Mr. Baltimore and Ms. Imanishi-Kari’s lawyer, Bruce A. Singal, both said the prosecutor’s decision had vindicated Ms. Imanishi-Kari. Mr. Baltimore said last week that the investigation by the U.S. Attorney’s office had been more thorough than the one conducted at the NIH.
“I do not know of another forum in which such a judgment could be made and be more certain,” he said. “They found insufficient evidence to prosecute her. You can’t ever in life know exactly what somebody has done. You can only know what the evidence is.”
Mr. Baltimore said he would write to Cell asking its editors to withdraw his earlier retraction of the paper.
Mr. Garinther questioned Mr. Baltimore’s response. “Mr. Baltimore’s reaction is a mistake,” he said. “He is placing too much weight on our decision not to prosecute.”

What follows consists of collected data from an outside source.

PR #1534, opened 2020-10-23
ZQL docs for aggregate functions: and, or, collect, union

philrz:
This PR adds ZQL docs for the recently-added aggregate functions `and()`, `or()`, `collect()`, and `union()`. I cleaned up a touch of other formatting while I was in there.

I've also noticed that the stuff under https://pkg.go.dev/github.com/brimsec/zq that we link to from the Developer Docs entries only seems to get updated when we tag a new release. Therefore the Developer Docs links I've added to these new reducers are not "broken" per se but they don't land at meaningful content yet. Likewise, some of the existing links still point at valid content that's been recently moved as part of code re-org and are going to need to be adjusted when we bundle the next release. Rather than trying to be fancy about timing the merge of docs PRs at the precise moment we bundle the next release, I'm inclined to merge docs now for the benefit of bleeding edge users working off the new stuff `master`. I've made a note-to-self to check/update links when I assemble the next GA release.

### DIFF
--- a/zql/docs/aggregate-functions/README.md
+++ b/zql/docs/aggregate-functions/README.md
@@ -396,7 +396,7 @@ MIN
 
 |                           |                                                                |
 | ------------------------- | -------------------------------------------------------------- |
-| **Description**           | Returns the boolean value `true` if the provided expression evaluates to `true` for any input value. Contrast with [`and`](#and). |
+| **Description**           | Returns the boolean value `true` if the provided expression evaluates to `true` for one or more inputs. Contrast with [`and`](#and). |
 | **Syntax**                | `or(<expression>)`                                             |
 | **Required<br>arguments** | `<expression>`<br>A valid ZQL [expression](../expressions/README.md). |
 | **Optional<br>arguments** | None                                                           |
--- a/zql/docs/aggregate-functions/README.md
+++ b/zql/docs/aggregate-functions/README.md
@@ -105,7 +105,7 @@ TS                SHORT_RTT            SHORT_COUNT LONG_RTT             LONG_COU
 
 |                           |                                                                |
 | ------------------------- | -------------------------------------------------------------- |
-| **Description**           | Returns the boolean value `true` if the provided expression evaluates to `true` for all input values. Contrast with [`or`](#or). |
+| **Description**           | Returns the boolean value `true` if the provided expression evaluates to `true` for all inputs. Contrast with [`or`](#or). |
 | **Syntax**                | `and(<expression>)`                                            |
 | **Required<br>arguments** | `<expression>`<br>A valid ZQL [expression](../expressions/README.md). |
 | **Optional<br>arguments** | None                                                           |
--- a/zql/docs/aggregate-functions/README.md
+++ b/zql/docs/aggregate-functions/README.md
@@ -9,14 +9,18 @@ relevant to all aggregate functions, then the following
 [Available Aggregate Functions](#available-aggregate-functions) are
 documented in detail:
 
+* [`and`](#and)
 * [`avg`](#avg)
+* [`collect`](#collect)
 * [`count`](#count)
 * [`countdistinct`](#countdistinct)
 * [`first`](#first)
 * [`last`](#last)
 * [`max`](#max)
 * [`min`](#min)
+* [`or`](#or)
 * [`sum`](#sum)
+* [`union`](#union)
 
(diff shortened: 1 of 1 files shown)


zql/docs/aggregate-functions/README.md
```diff
@@ -66,6 +70,49 @@ QUICKEST LONGEST     TYPICAL
 
 # Available Aggregate Functions
 
+## `and`
+
+|                           |                                                                |
+| ------------------------- | -------------------------------------------------------------- |
+| **Description**           | Returns the boolean value `true` if the provided expression evaluates to `true` for all input values. Contrast with [`or`](#or). |
```
henridf, line 77:
```suggestion
| **Description**           | Returns the boolean value `true` if the provided expression evaluates to `true` for all input records. Contrast with [`or`](#or). |
```

zql/docs/aggregate-functions/README.md
```diff
@@ -66,6 +70,49 @@ QUICKEST LONGEST     TYPICAL
...
+unknown_HTTP_method                         140
+above_hole_data_without_any_acks            107
+...
+```
+
+To count the number of connections for which this was the _only_ category of
+`weird` event observed:
+
+```zq-command
+zq -f table 'only_bads=and(name="bad_HTTP_request") by uid | count() where only_bads=true' weird.log.gz
```
henridf, line 106: nice query!

henridf: is `where` already documented? I might be missing something but I didn't see it.

As a separate comment, this use of `where` could also be expressed with `filter` (unlike say `| .. c=count(), c2=count() where xyz | ...` which cannot).

henridf: > is where already documented? I might be missing something but I didn't see it.

Answering myself: this is #1533

henridf (approved):

zql/docs/aggregate-functions/README.md
philrz: @henridf: Is this proposed change of wording a reflection of personal preference, or is there a substantial correctness argument here that I need to better understand? My use of the word "values" came from the same place as how I worded the high-level definition of an aggregate function at the top of the same doc (and therefore I'm prepared to accept critiques of this as well):

> A pipeline may contain one or more aggregate functions, which operate on batches of events to carry out a running computation over values contained in the events.

So now here when documenting `and()`, I was using "values" as shorthand for something like "what the expression evaluates to based on the values it takes as inputs and the computations performed on them in that expression". To me, using "records" here instead implies the aggregate function is somehow operating on the entirety of an event rather than just the parts referenced in the expression.

Having written that all out, now I'm wondering if I should just say "...for all inputs" and leave it at that. What do you think?

zql/docs/aggregate-functions/README.md
philrz: @henridf: Indeed. I was planning on holding off merging _this_ PR until #1533 gets reviewed/merged because:

1. I reference `where` here (as you noticed), and,
2. There's formatting changes in #1533 that'll create merge conflicts, so I'll plan to resolve them in this branch before merging.

Your point about `filter` is a fine one. I could add the `c=count(),` and say in the description that we're including the total for comparison, which would cement the fact that `where` is _necessary_ rather than just convenient. However, I'm inclined to keep it simple as it is. The use of `where` in these simpler contexts reads slightly more intuitive to me than having separate pipeline elements for `filter` and `count()`, so I'm inclined to start referencing `where` so users become aware it's available.

zql/docs/aggregate-functions/README.md
henridf: > @henridf: Is this proposed change of wording a reflection of personal preference, or is there a substantial correctness argument here that I need to better understand?

Since the expression is evaluated over an input record (matching the sentence you quoted, `operate on batches of events`, modulo the use of event vs record), it seemed more accurate to phrase it this way.  

I like your proposed "for all inputs". It's shorter, at least as clear, and as you've pointed out elsewhere, this is trying to be a helpful doc rather than a formal spec. 👍

zql/docs/aggregate-functions/README.md
henridf: 👍

zql/docs/aggregate-functions/README.md
philrz: Thanks @henridf! "...for all inputs" it is.

PR #1542, opened 2020-10-27
Move default case to bottom of all switch statements

nwt:
A thing of beauty is a joy forever.

A thing of consistency is a joy for as long as it remains consistent.


mattnibs (approved):
I wonder if there is a lint rule to enforce this?

nwt:
@mattnibs: Didn't find one with a quick search.

PR #1545, opened 2020-10-28
Distributed zqd on K8s using HAProxy with "leastconn" load balancing  

marktwallace:
Moving forward with Noah's idea to use an out-of-the-box least-connection load balancing algorithm rather than implement custom job scheduling for now.


marktwallace:
I copied the changes I needed from this PR into #1695.

PR #1860, opened 2020-12-21
Replace stopErr with stopOnErr everywhere

nwt:
Various fields named stopErr are bools, but that name reads like an
error.  Replace it with stopOnErr, which reads like a bool.


henridf:
This leaves some stopErrs in `api/{api.go,connection.go}` and `ppl/zqd/ingest/log.go`... shouldn't those change too?

nwt:
I'll reopen this when I have time to work on it.

Issue #1833, opened 2020-12-17
Add facility to run Z scripts at ingest


henridf:
Add a facility to run Z scripts on ingested data, before it lands. This should also be applicable to the pcap ingest path.

philrz:
While expectations have been set in #1870 that the functionality is limited, I've verified what we've got thus far in `zqd` commit `4dff9e9`.

I took the approach of trying to "shape" an EVE JSON log from a standalone/separate Suricata v5.0.3. While the following Z is not a 100% match of the functionality currently being achieved through the legacy JSON typing system that's invoked during Brim pcap import, it gets fairly close:

```
$ cat shape-suricata.zs 
event_type="alert"
| put src_ip=src_ip:ip, dest_ip=dest_ip:ip
| put ts=iso(replace(timestamp, "-0700", "-07:00"))
| cut ts,event_type,src_ip,src_port,dest_ip,dest_port,vlan,proto,app_proto,alert,flow_id,pcap_cnt,tx_id,icmp_code,icmp_type,community_id
| fuse
```

I found a couple unrelated bugs while working on this:

1. Because of #1907, I manually removed a single appearance of `"ja3s":{}` from my `eve.json` before attempting to import it. I was not able to find another way to work around the issue.
2. The `replace()` call above works around #1905, which is nice validation of some of the flexibility that's possible with the new "shaper" approach.

I've put the modified EVE JSON file up at https://storage.googleapis.com/brimsec/issues/zq-1833/eve.json.gz in case it might be useful in future testing.

To import:

```
$ zapi -s eve postpath -z "$(cat shape-suricata.zs)" eve.json.gz 
100.0% 31.53MB/31.53MB
posted 31.53MB in 31.97698114s
```

Once imported, I was able to click **View > Reload** in my Brim app that had spawned this `zqd` and see the Space and its contents. We can see some of the benefits of the shaping in the form of the populated time picker.

![image](https://user-images.githubusercontent.com/5934157/103320610-e3ebfa00-49ea-11eb-9243-9c9577355d58.png)

The same is true of other functionality that relies on correct data typing, such as doing a CIDR match on `ip` types.

![image](https://user-images.githubusercontent.com/5934157/103320623-f49c7000-49ea-11eb-9f4b-f9041c945e4a.png)

[...]

PR #1865, opened 2020-12-22
Don't pass in flowgraph warnings channel from outside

Mr. Garinther said he was afraid that, if the case had been brought before a jury, what has been called Ms. Imanishi-Kari’s “sloppy-science defense” might have worked. Ms. Imanishi-Kari has acknowledged that she kept poor records and may have made some mistakes in pulling together her data for the investigation.
Mr. Baltimore responded that the “sloppy-science defense is not a defense. It is what really happened. I saw it happening.”
Mr. Baltimore said he had asked Cell to publish his retraction of the paper after reviewing the draft report by the Office of Scientific Integrity that he said had been based largely on evidence gathered by the Secret Service. The service’s experts in forgery reviewed the inks and paper from research notebooks and tapes from laboratory machines known as gamma counters. The experts concluded that the notebooks had not been created when Ms. Imanishi-Kari said they had.
Mr. Baltimore’s retraction stated that he would like to withdraw the paper until questions about the data supporting it were resolved. A 14-page report by an independent forensic expert who was retained by Ms. Imanishi-Kari’s lawyer to examine the notebooks, plus the decision by the U.S. Attorney’s office not to prosecute, has now resolved those questions, he said.
The independent consultant, Albert H. Lyter, found that the conclusions of the Secret Service report were erroneous. Mr. Singal, Ms. Imanishi-Kari’s lawyer, said that for years his client did not have access to her notebooks, until the U.S. Attorney’s office released them last year. Because the color of the paper and the laboratory tapes was an issue in the investigation, he said, copies of them were insufficient for Ms. Imanishi-Kari’s defense. “When powerful government institutions are going to make serious accusations,” he said, “fundamental fairness dictates they give those who are accused the evidence so they can respond. That’s particularly important in scientific investigations.”